林英領命,去書房取了紙筆,還不忘拖出個桌子,就這麽橫在羅曉飛和紅印娘中間,說道“你們可以寫了。”
羅曉飛健筆如飛,很快寫下五行拳運氣法門,而紅印娘寫得更快,早已将六申印前三篇寫出,二人互換了紙張,這交易算是完成了。
紅印娘道“還有定身咒呢?爲何沒有寫在上面?”
“忘了告訴你,那個隻是單純的咒術,我還是演示給你看吧。”羅曉飛當即以林英爲目标,一步步演示定身咒的手印,又花了足足半個時辰才教會她。
紅印娘同樣以林英爲施術對象,果真可以定住人,但她發現自個兒也動不了,皺眉道“這術法施展的時候自己不能移動?”
“額……就是這樣。”
羅曉飛快速看過六申印的秘籍,将它們全部記住,這才解釋道“定身咒有三大約束,其一不能定住移動太快之人;其二不能定住比自身力量強大之人;其三,自身施展術法的時候不能移動,且施術後會受到反噬。”
紅印娘不解道“反噬?你是指什麽?”
“你不妨解除定身咒,到時便知反噬到底是什麽了。”
紅印娘撤去手印,林英頓時輕松了許多,說起來她也是夠倒黴的,在這兒好端端的,結果成了羅曉飛和紅印娘的試驗品。
“怎麽沒有反噬?”紅印娘準備了半天,一直在原地等着反噬,結果什麽都沒發生。
羅曉飛歎了口氣,解釋道“所謂反噬,就是說你在解除定身咒之後,自身依舊會被定住不能動彈,要等一段時間才能解除。”剛才紅印娘待在原地等得太久,術法反噬都過了,所以她才什麽都感覺不到。

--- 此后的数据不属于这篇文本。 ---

PR #2232, opened 2020-09-08
Contributing Guidelines

elizarov:
Also moving there building instructions from README.md as only contributors shall care about them.


qwwdfsad (approved):
Great job!

PR #2245, opened 2020-09-12
Add getCurrentJob and getCurrentScopeJob functions

### LINKED ISSUE #2159: Coroutine equivalent of Thread.currentThread() requires a !! cast
The closest equivalent to the JVM's `Thread.currentThread()` for coroutines is

```kotlin
coroutineContext[Job]!!
```

This `!!` cast always succeeds, but it draws the developer's attention and brings in uncertainty about the correctness of the code.  [Here's](https://stackoverflow.com/questions/58972786/how-to-efficiently-show-loading-dialog-if-kotlin-coroutine-job-takes-quite-some/58974475#comment104210622_58974475) an example where this concern was raised on Stack Overflow.

Kotlin could provide a function that hides this check, for example:

```kotlin
suspend fun currentJob(): Job = coroutineContext[Job]!!
```

Originally reported [here](https://youtrack.jetbrains.com/issue/KT-40326)

recheej:
Resolves #2159 .

Adding different names for the suspend and `CoroutineScope` extension versions since there can be some confusion. Added docs and did api dump. Also replaced places in the code base (mostly tests) that accessed jobs with `!!`


elizarov:
@recheej Can you, please, elaborate what's your use-case for these functions? What kind of code needs them?

recheej:
@elizarov I personally would use these functions for debugging coroutines code (see state of job, children, etc). But I could also see them being used for lower level coroutines work or for logging state of things.

In the end, I think the `Job` is such an important context element that it deserves its own function(s).

qwwdfsad (changes requested):
Thanks to your contribution!
We've discussed it internally and decided that it's not the addition we are ready to make. It's unclear who and how is going to use it, its naming is misaligned with existing memebrs (e.g. `CoroutineScope.coroutineContext`, but `currentCoroutineContext()`).

We'd like to introduce the only `coroutineContext.job: Job?` extension property for the sake of brevity where it is necessary. If you want to do this extra-mile and replace your PR with that, we'd be happy to help you with review and integration. If not, it's completely okay to tell us, then we are going to implement it ourselves

recheej:
Sure I can do that change

PR #2247, opened 2020-09-14
Support JetBrains cache-redirector service for stable CI builds

elizarov:
On CI set CACHE_REDIRECTOR=true environment property.

### DIFF
--- a/buildSrc/src/main/kotlin/CacheRedirector.kt
+++ b/buildSrc/src/main/kotlin/CacheRedirector.kt
@@ -1,0 +1,152 @@
+/*
+ * Copyright 2016-2020 JetBrains s.r.o. Use of this source code is governed by the Apache 2.0 license.
+ */
+
+import org.gradle.api.*
+import org.gradle.api.artifacts.dsl.*
+import org.gradle.api.artifacts.repositories.*
+import org.gradle.api.initialization.dsl.*
+import java.net.*
+
+/**
+ * Enabled via environment variable, so that it can be reliably accessed from any piece of the build script,
+ * including buildSrc within TeamCity CI.
+ */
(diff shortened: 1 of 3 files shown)


buildSrc/src/main/kotlin/CacheRedirector.kt
```diff
@@ -0,0 +1,152 @@
...
+            host == "teamcity.jetbrains.com" ||
+            host == "buildserver.labs.intellij.net"
+
+private fun Project.checkRedirectUrl(url: URI, containerName: String): URI {
+    val redirected = url.maybeRedirect()
+    if (redirected == null && !url.isCachedOrLocal()) {
+        val msg = "Repository $url in $containerName should be cached with cache-redirector"
+        val details = "Using non cached repository may lead to download failures in CI builds." +
+            " Check buildSrc/src/main/kotlin/CacheRedirector.kt for details."
+        logger.warn("WARNING - $msg\n$details")
```
qwwdfsad, line 118: Nobody will see this warning until builds start to fail.
Maybe a better strategy is to fail-fast, so the maintainer (this script is going to be copy-pasted :)) will see the failure, file an issue and mute the problem only then.

qwwdfsad (approved):
Otherwise good

buildSrc/src/main/kotlin/CacheRedirector.kt
elizarov: It is not a test, so the only thing I can do is to hard-fail here, which is too much. I've tried doing it as a test (that's what `kotlin` project does), but that turned out to be quite complicated due to various technical issues, since I want to verify repositories in all projects and buildscript.

PR #2252, opened 2020-09-18
Added docs on withTimeout asynchrony and its use with resources

### LINKED ISSUE #2233: Acquiring a semaphore inside withTimeout block doesn't guarantee to release a semaphore when timed out
Hello! Today I have discovered a strange behavior the work of withTimeout method.
I've need a simple function like _tryAcquire(long timeout, TimeUnit unit)_ from _java.util.concurrent.Semaphore_ but working in a non-blocking manner. I've implemented it as an extension function to kotlinx.coroutines.sync.Semaphore class and it looks this:

```kotlin
suspend fun Semaphore.acquirePermitToRequest(pendingTimeMs: Long): Boolean {
  return try {
    withTimeout(pendingTimeMs) {
      acquire()
      true
    }
  } catch (ce: Exception) {
    false
  }
}
```

When I was testing this function by code block below I encountered non-deterministic results:

```kotlin
fun main() = runBlocking {
  val semaphore = Semaphore(10)
  for (i in 1..1) {
    coroutineScope {
      repeat(5000) {
        launch {
          coroutineScope {
            if (semaphore.acquirePermitToRequest(25)) {
              delay(50)
              semaphore.release()
            }
          }
        }
      }
    }

    println(semaphore.availablePermits)
  }
}
```

Sometimes it prints **0** to my console! In other words, there're no available permits in my semaphore but 10 are expected!

I've tried to add some counters that could be useful to research this behavior, all code placed here: https://gist.github.com/akrikheli/121171b3fbca50ddad93e8b8d5b09a48

The output log when this problem is reproduced:
```
0
cancellation counter=4990
acquire counter=20
release counter=10
after with timeout = 10
```

So, the real acquisition of the semaphore was 20 times instead of the expected 10 despite the cancellation was 4990 times (5000-10) and it's a bit confusing.

As a workaround, I can rewrite my extension function using _tryAcquire_ method in the loop. 
May be anybody can explain the current behavior when _acquire_ method used in withTimeout block?

elizarov:
This is a tricky gotcha that needs additional explanation. There are two examples added, one showing the bad code and explaining why it does not work, and the other showing the correct way to write it.

Fixes #2233

### DIFF
--- a/docs/cancellation-and-timeouts.md
+++ b/docs/cancellation-and-timeouts.md
@@ -11,6 +11,7 @@
   * [Closing resources with `finally`](#closing-resources-with-finally)
   * [Run non-cancellable block](#run-non-cancellable-block)
   * [Timeout](#timeout)
+  * [Asynchronous timeout and resources](#asynchronous-timeout-and-resources)
 
 <!--- END -->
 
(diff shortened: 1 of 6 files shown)


docs/cancellation-and-timeouts.md
```diff
@@ -355,6 +356,114 @@ Result is null
...
+}
+
+fun main() {
+//sampleStart
+    runBlocking {
+        repeat(100_000) { // Launch 100K coroutines
+            launch { 
+                var resource: Resource? = null // Not acquired yet
+                try {
+                    withTimeout(60) { // Timeout of 60 ms
```
qwwdfsad, line 440: This example could be simplified with `withTimeoutOrNull` to avoid `try`-`finally`

qwwdfsad (approved):
LGTM

docs/cancellation-and-timeouts.md
elizarov: try-finally here is used here because we can crash when "doing something else" in this code and we still need to close the resource after that.

PR #2253, opened 2020-09-19
Remove redundant stdlib dependencies

turansky:


qwwdfsad (commented):
Could you please ensure that stdlib is still present in POM dependencies in Gradle metadata?

turansky:
Check results:
in POM dependencies - **present** 
in Gradle metadata - **present**

PR #2254, opened 2020-09-19
Plugin repo management in 'pluginManagement' block

turansky:


qwwdfsad:
Merged into `kts-transition` branch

“這……這術法竟然有這麽多約束?”紅印娘面色不太好,思索片刻道“不過也不算太糟糕,若是與人配合,能定住一會便能決定勝負,用來偷襲暗殺十分不錯。”
羅曉飛算是同意了紅衣娘的觀點,可惜他一直沒找到好隊友,故而這定身咒他拿着用處不大。
“紅印娘,看在我們是同僚的份兒上,這定身咒我再給你一個忠告,千萬不要亂用,更加記着,絕對不能對比自身力量強大之人使用,切記!切記!否則會有殺身之禍!”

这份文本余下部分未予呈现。